## [TASK DESCRIPTION]
Reproduce the entries exactly. Omit none of them.
╭─ THE DATA
Issue #525, opened 2017-09-27
Navigating to non-empty child route fails when parent route is empty


gheoan:
**I'm submitting a bug report**
* **Library Version:**
1.3.0

**Please tell us about your environment:**
* **Browser:**
Tested in latest Chrome, Firefox

* **Language:**
all

**Current behavior:**
Consider this configuration:
```js
  configureRouter(config) {
    config.mapRoute({
      route: '',
      moduleId: 'child',
    });
  }
```
```js
// child.js
export default class {
  configureRouter(config) {
    config.mapRoute({
      route: 'test',
      moduleId: 'test',
    });
  }
}

```

Navigating to `/test` fails with error route not found.
Here is a demonstration: https://gist.run/?id=929bcf7c2c64fbf6c9e3f2b6f7e797ab.
Seems like this is similar to https://github.com/aurelia/router/issues/27.

**Expected/desired behavior:**

* **What is the expected behavior?**
`/test` should match the only child route from the example above.

gheoan:
Here is a reproduction using the latest aurelia libraries: https://github.com/gheoan/aurelia-router-issue-525.

Alexander-Taran:
http://aurelia.io/docs/routing/configuration#redirecting-routes

> The redirect is particularly useful when you have an "empty" route pattern (such as the first route above) that maps to a component with a child router. In this case, create a non-empty route and then redirect the empty route to the non-empty route (as above). This will enable the child router to consistently match child routes without getting confused in scenarios where the empty route was matched.

seems like all the threads about empty parent routes end there


maybe can be closed

Alexander-Taran:
@davismj  (-:

PR #532, opened 2017-10-05
fix(router): add empty route to child recognizer

gheoan:
Fix https://github.com/aurelia/router/issues/525.


EisenbergEffect:
@davismj Can you review this?

PR #539, opened 2017-10-18
feat(router): add params to navigate()

jwx:
Adds a `params` parameter to the `navigate()` function, so that
```
router.navigate('#/main/:id/details', undefined, { id: 123, name: "onetwothree" })
```
results in navigation to
```
'#/main/123/details?name=onetwothree'
```

In other words, found named params are placed in the url, not found ones are added to the querystring.

### DIFF
--- a/src/router.js
+++ b/src/router.js
@@ -1,6 +1,7 @@
 import {RouteRecognizer} from 'aurelia-route-recognizer';
 import {Container} from 'aurelia-dependency-injection';
 import {History} from 'aurelia-history';
+import {buildQueryString, parseQueryString} from 'aurelia-path';
 import {NavigationInstruction} from './navigation-instruction';
 import {NavModel} from './nav-model';
 import {RouterConfiguration} from './router-configuration';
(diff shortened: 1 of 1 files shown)


jwx:
Is this within the scope of the router? (At least it's a quite small addition.) @EisenbergEffect @bryanrsmith @davismj

davismj:
Is there anything this solves that doesn't currently work with `router.navigateToRoute`?

```javascript
router.navigateToRoute('main-details', { id: 123, name: 'onetwothree' });
```

jwx:
@davismj `router.navigate` doesn't require route configuration.

davismj:
@jwx Why would you want to navigate to a route that isn't configured?

davismj:
I'm not going to close this. I see a great deal of value in having a utility function that generates a URL with query string parameters as a first-class citizen in Aurelia. I'm just not sure it goes here. It might!

bigopon:
I think this feature is desirable. Currently I don't see how `navigateToRoute` of child Router can help navigate to routes in different route branches, so one may end up rolling their own, like the feature this PR adds.

jwx:
@davismj Any chance of getting this merged?

CasiOo:
@bigopon is right. This PR will be very useful when dealing with navigation with child routes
╰─
## [RESULT OF THE TASK]
Issue #525, opened 2017-09-27
Navigating to non-empty child route fails when parent route is empty


gheoan:
**I'm submitting a bug report**
* **Library Version:**
1.3.0

**Please tell us about your environment:**
* **Browser:**
Tested in latest Chrome, Firefox

* **Language:**
all

**Current behavior:**
Consider this configuration:
```js
  configureRouter(config) {
    config.mapRoute({
      route: '',
      moduleId: 'child',
    });
  }
```
```js
// child.js
export default class {
  configureRouter(config) {
    config.mapRoute({
      route: 'test',
      moduleId: 'test',
    });
  }
}

```

Navigating to `/test` fails with error route not found.
Here is a demonstration: https://gist.run/?id=929bcf7c2c64fbf6c9e3f2b6f7e797ab.
Seems like this is similar to https://github.com/aurelia/router/issues/27.

**Expected/desired behavior:**

* **What is the expected behavior?**
`/test` should match the only child route from the example above.

gheoan:
Here is a reproduction using the latest aurelia libraries: https://github.com/gheoan/aurelia-router-issue-525.

Alexander-Taran:
http://aurelia.io/docs/routing/configuration#redirecting-routes

> The redirect is particularly useful when you have an "empty" route pattern (such as the first route above) that maps to a component with a child router. In this case, create a non-empty route and then redirect the empty route to the non-empty route (as above). This will enable the child router to consistently match child routes without getting confused in scenarios where the empty route was matched.

seems like all the threads about empty parent routes end there


maybe can be closed

Alexander-Taran:
@davismj  (-:

PR #532, opened 2017-10-05
fix(router): add empty route to child recognizer

gheoan:
Fix https://github.com/aurelia/router/issues/525.


EisenbergEffect:
@davismj Can you review this?

PR #539, opened 2017-10-18
feat(router): add params to navigate()

jwx:
Adds a `params` parameter to the `navigate()` function, so that
```
router.navigate('#/main/:id/details', undefined, { id: 123, name: "onetwothree" })
```
results in navigation to
```
'#/main/123/details?name=onetwothree'
```

In other words, found named params are placed in the url, not found ones are added to the querystring.

### DIFF
--- a/src/router.js
+++ b/src/router.js
@@ -1,6 +1,7 @@
 import {RouteRecognizer} from 'aurelia-route-recognizer';
 import {Container} from 'aurelia-dependency-injection';
 import {History} from 'aurelia-history';
+import {buildQueryString, parseQueryString} from 'aurelia-path';
 import {NavigationInstruction} from './navigation-instruction';
 import {NavModel} from './nav-model';
 import {RouterConfiguration} from './router-configuration';
(diff shortened: 1 of 1 files shown)


jwx:
Is this within the scope of the router? (At least it's a quite small addition.) @EisenbergEffect @bryanrsmith @davismj

davismj:
Is there anything this solves that doesn't currently work with `router.navigateToRoute`?

```javascript
router.navigateToRoute('main-details', { id: 123, name: 'onetwothree' });
```

jwx:
@davismj `router.navigate` doesn't require route configuration.

davismj:
@jwx Why would you want to navigate to a route that isn't configured?

davismj:
I'm not going to close this. I see a great deal of value in having a utility function that generates a URL with query string parameters as a first-class citizen in Aurelia. I'm just not sure it goes here. It might!

bigopon:
I think this feature is desirable. Currently I don't see how `navigateToRoute` of child Router can help navigate to routes in different route branches, so one may end up rolling their own, like the feature this PR adds.

jwx:
@davismj Any chance of getting this merged?

CasiOo:
@bigopon is right. This PR will be very useful when dealing with navigation with child routes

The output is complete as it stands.